A cet instant, je vois une jeune femme s’approcher, elle marche de l’autre côté de la rue et porte un masque. Je cours vers elle, sans attendre que le feu des piétons ne passe au vert. C’est l’avantage vu l’absence de voitures sur les routes.

– Madame, Madame attendez.

Elle s’arrête voyant que je cours vers elle, elle prend peur, et recule.

– Non, non n’ayez crainte, je ne vous veux pas de mal lui dis-je.

– Que voulez-vous alors ?

– Ou sont passés tous ces gens ?

– Quels gens ?

– Les gens, comment dire, tout ceux que l’on croise dans la rue, les citoyens quoi ?

– Ils sont chez eux, confinés, c’est la quarantaine. N’êtes-vous pas au courant ? N’avez-vous pas regardé la télévision ? C’est le Président lui-même qui l’a annoncé.

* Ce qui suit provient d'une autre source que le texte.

PR #784, opened 2022-07-21
chore: code refactor & cleanup

pedrolamas:
Refactors ZHeightAdjust.vue to clear typing warnings.


matmen (changes requested):
Looks like this breaks the radio buttons (I pressed up/down on each entry):
image
image

pedrolamas:
Amazingly, all it took was for me to remove the `_` prefix from the variable... I learned the hard way that in Vue, one should NOT prefix with underscore as those are reserved...

matmen (approved):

– Le Président ? Ce n’est donc pas « Walking Dead » ?

– Vous allez bien Monsieur ? elle me scrute, inquiète.

La femme met sa main dans son sac, elle va soit sortir une bombe à poivre, soit son téléphone pour appeler la police. Ni l’un ni l’autre ne me conviennent. Je presse le pas, « Merci Madame, Merci » lui dis-je et je m’éloigne. Je cours, mais pour aller où ? Je peux rentrer et m’enfermer, au moins je ferais comme tout le monde et je serais en sécurité. Ah, attends, la femme avait un sac de courses à la main, les magasins sont donc ouverts ? Je prends la direction du supermarché du quartier, il me faut faire des achats, puis je pourrai me confiner. Je cours vers le supermarché, les rues sont désertes, je me rappelle les scènes de « Walking Dead ». C’est en effet rare de regarder un film de science-fiction le soir et de se retrouver dans les mêmes conditions le lendemain. C’est même excitant. Après tout ce n’est pas si mal tant que cela m’évitera d’aller travailler.

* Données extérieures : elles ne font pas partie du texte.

PR #785, opened 2022-07-23
feat: adds new Manual Probe helper dialog

### LINKED ISSUE #761: UI for manual bed levelling

I recently got an Ender 3 S1 Pro, and unfortunately got unlucky with a misbehaving CRTouch. Repeatability is fine, but there's probe location bias that I haven't been able to track down. No major problem though, as I can create a manual mesh that works pretty damn well. However, the lack of a UI wizard or utility makes this really annoying to deal with in fluidd. Manually typing in the TESTZ commands is painful and makes the whole process much slower.

A simple UI that provides easy and quick methods for starting a manual mesh level and issuing the testz commands to find the right height.

It doesn't need to be very complex, just a simple layout to start the process, then 6 buttons to move the head up and down by various amounts (1mm, 0.1mm, 0.01mm). I've found what works well for me is going down 1mm at a time until the nozzle touches the paper, then going up 0.1mm at a time until the paper moves freely, then going down 0.01mm until the paper touches again.

Creating macros for issuing the correct commands does work, but the layout is cumbersome and makes it slower to work through a larger mesh. Ideally the UI would be as easy as possible to encourage people without ABL (or with broken ABL) to actually create and update a bed mesh instead of relying purely on corner levelling.

### Additional information

_No response_

### LINKED ISSUE #782: Manual Probe helper UI

Assuming https://github.com/Klipper3d/klipper/pull/5652 gets merged, we will be able to know when a manual probe is running and report the Z position values and send `TESTZ` commands!

Show a UI to easily manage manual probe

Use the command line as we currently do...

### Additional information

_No response_

pedrolamas:
Will show buttons for all the "Z Adjust values" from settings + `1` and `0.1` in case they are not there as this might need more broad changes.

There's a new "Show Manual Probe dialog automatically" setting that will automatically open the dialog if we are on the Dashboard or Tune page and a Manual Probe command is initiated.

Dialog:

image

Button added to dashboard page (only visible when a Manual Probe command is running):

image

Button added to tune page (only visible when a Manual Probe command is running):

image

Fixes #761
Fixes #782

### DIFF
--- a/src/components/common/ManualProbeDialog.vue
+++ b/src/components/common/ManualProbeDialog.vue
@@ -1,0 +1,242 @@
+<template>
+  <v-dialog
+    :value="value"
+    :max-width="450"
+    scrollable
+    @input="$emit('input', $event)"
+  >
+    <v-form @submit.prevent="sendAccept">
+      <v-card>
+        <v-card-title class="card-heading py-2">
+          <span class="focus--text">{{ $t('app.tool.tooltip.manual_probe') }}</span>
+        </v-card-title>
+
+        <v-divider />
+
+        <v-card-text>
+          <v-row>
+            <v-col>
+              <v-text-field
+                label="Z Min"
+                outlined
+                hide-details
+                dense
+                disabled
+                :value="zPositionLower"
+              />
+            </v-col>
+            <v-col>
+              <v-text-field
+                label="Z"
+                outlined
+                hide-details
+                dense
+                disabled
+                :value="zPosition"
+              />
+            </v-col>
+            <v-col>
+              <v-text-field
+                label="Z Max"
+                outlined
+                hide-details
+                dense
+                disabled
+                :value="zPositionUpper"
+              />
+            </v-col>
+          </v-row>
+
+          <v-row class="bysect-row">
+            <v-col
+              cols="3"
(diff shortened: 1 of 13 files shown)


matmen:
This is super useful!! Works perfectly, just one small question - I think using --/- and ++/+ is also possible when no low/high spot is set? Not sure I would use it (it's just not coarse enough to get the nozzle close enough to the bed), but I don't think it should be disabled when it's functional
image
Manual `TESTZ Z=--` moves `0.2mm` down
image

Just also noticed that this breaks the horizontal layout of the card header when using 3 columns, don't think this needs to be fixed in this PR tho:
image

pedrolamas:
> I think using --/- and ++/+ is also possible when no low/high spot is set?

I just tested, you are correct, so will enable that!

> Just also noticed that this breaks the horizontal layout of the card header when using 3 columns, don't think this needs to be fixed in this PR tho:

Will fix that on a separate PR (probably will just put everything under a menu except MOTORS OFF and this new button as it only shows if a manual probe tool is running and will go away after)

pedrolamas:
The +/- buttons are now enabled by default!

matmen (approved):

Quand j’arrive au supermarché, je cherche un chariot, mais il n’y a point de chariot. Je cherche partout, d’habitude, il y en a beaucoup, les gens ont dû prendre le magasin d’assaut. Je m’impatiente et je panique à l’idée de ne pouvoir rien trouver à acheter. J’aperçois un homme qui après avoir rangé ses courses dans le coffre de sa voiture se dirige vers l’abri à chariots pour y déposer le sien. Je me précipite vers lui, il s’écarte violemment, « les gens ont-ils peur de leur prochain ? » me dis-je. C’est très étrange de voir comment en une journée le sentiment d’insécurité s’est installé. L’homme presse le pas et avance vers sa voiture. Je me rue vers le chariot en dépassant une grosse femme qui voulait le prendre aussi. J’insère une pièce de 2 euros dans la fente de sécurité et le chariot est à moi. Je suis heureux, je suis victorieux, j’ai un chariot, j’ai envie de crier et de sauter de joie. La grosse femme arrive à ma hauteur et tente d’arracher le chariot, elle m’insulte et crie sa colère.

– J’étais là avant vous et c’est mon chariot, donnez-le moi !-Peste-t-elle.

– Je l’ai pris avant vous, d’ailleurs vous n’y étiez même pas quand il a été déposé.

– Je marchais vers le chariot, vous m’avez poussé et l’avez pris avant moi.

– Quoi ? – Je commence à hurler, – ce ne sont que des mensonges. Tout le monde m’a vu, j’étais le premier. N’est-ce pas Madame, n’est-ce pas Monsieur ? – J’interpelle les clients du magasin.

Personne ne veut se mêler de nos affaires, ils accélèrent leur marche.

Je laisse la grosse femme et marche vers le magasin. Elle continue à hurler et à m’insulter.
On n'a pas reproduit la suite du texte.